We are looking for the closest event to now plus the 3 events either side.
First select by date range until we have a count of 7 or greater
Initial range is 1 day eithee side, then widening by another day, if required
Then compare delta for each event data and determine the closest
Return closest event plus events either side
"""
now = timezone.now()
range_in_days = 1
size = 0
while size < 7:
start_time = now + timedelta(days=-range_in_days)
end_time = now + timedelta(days=range_in_days)
events = self.filter(date__gte=start_time, date__lte=end_time, **kwargs).select_related()
size = events.count()
range_in_days += 1
previous_delta = None
closest_event = None
previous_events = None
next_events = None
position = 0
for event in events:
delta = (event.date - now).total_seconds()
delta = delta * -1 if delta < 0 else delta
if previous_delta and previous_delta <= delta:
# we have found the closest event. Now, based on
# position get events either size
next_events = events[:position-1]
previous_events = events[position:]
break
previous_delta = delta
closest_event = event
position += 1
return closest_event, previous_events, next_events
class Event(TimeStampedModel):
class Meta:
ordering = ['-date']
topic = models.ForeignKey(Topic)
event_type = models.ForeignKey(EventType)
title = models.CharField(max_length=100)
slug = models.SlugField()
date = models.DateTimeField(db_index=True)

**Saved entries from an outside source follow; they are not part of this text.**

PR #250, opened 2019-11-11
Fix the registration error of 'Valid metadata not found'.

nick-wang:
Error message when register like:
[Error]
...
Error building the cache:
[SUSE_Linux_Enterprise_Server_15_SP1_x86_64:
SLE-Product-SLES15-SP1-Updates|https://updates.suse.com/SUSE/Updates/
SLE-Product-SLES/15-SP1/x86_64/update?XXXX]
Valid metadata not found at specified URL
Some of the repositories have not been refreshed because of an error.
No provider of 'sle-module-basesystem' found.'
...

Bad consequence:
The SLE module is not succeed register. Then the following
modules like "SLE-HA" may fail due to lack of requirement.
'Unmet product dependencies. Activate one of these products
first: Server Applications Module 15 SP1 x86_64'

Fix:
1. Refresh the repo with key import:
Retrieving repository 'SLE-Module-Basesystem15-SP1-Pool' metadata [.
Automatically importing the following key:
  Repository:       SLE-Module-Basesystem15-SP1-Pool
  Key Name:         SuSE Package Signing Key <build@suse.de>
  Key Fingerprint:  FEAB5025 39D846DB 2C0961CA 70AF9E81 39DB7C82
  Key Created:      Wed Dec  7 11:57:35 2016
  Key Expires:      Sun Dec  6 11:57:35 2020
  Rpm Name:         gpg-pubkey-39db7c82-5847eb1f
done]
Forcing building of repository cache
Building repository 'SLE-Module-Basesystem15-SP1-Pool' cache [....done]
2. Redo the registration of base module.

Step to reproduce:
1. Register against SLE15SP1.
2. register modules like:
reg_additional_modules = {
    "sle-module-server-applications/15.1/x86_64" = ""
    "sle-module-containers/15.1/x86_64" = ""
    "sle-ha/15.1/x86_64" = "<HA_REG_CODE>"
}

### DIFF
--- a/salt/default/registration.sls
+++ b/salt/default/registration.sls
@@ -2,7 +2,8 @@
 {% if grains['reg_code'] %}
 register_system:
   cmd.run:
-    - name: /usr/bin/SUSEConnect -r {{ grains['reg_code'] }} {{ ("-e " ~ grains['reg_email']) if grains['reg_email'] else "" }}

end_time = models.TimeField()
location = models.ForeignKey(Location)
twitter_hashtag = models.CharField(null=True, blank=True, max_length=100)
web_link = models.URLField(null=True, blank=True)
objects = ClosestEventsManager()
def __unicode__(self):
return self.title
I don't think it's bad practice to return a tuple. The first example in the ModelManager docs returns a list.
Saying that, if you want to build a queryset instead then you could do something like this -
def closest(self, **kwargs):
# get the events you want
return self.filter(pk__in=([event.id for event in events]))
It's fine, even Django's own get_or_create does it. Just make sure it's clear to whoever's using the function that it's not chainable (ie doesn't return a queryset).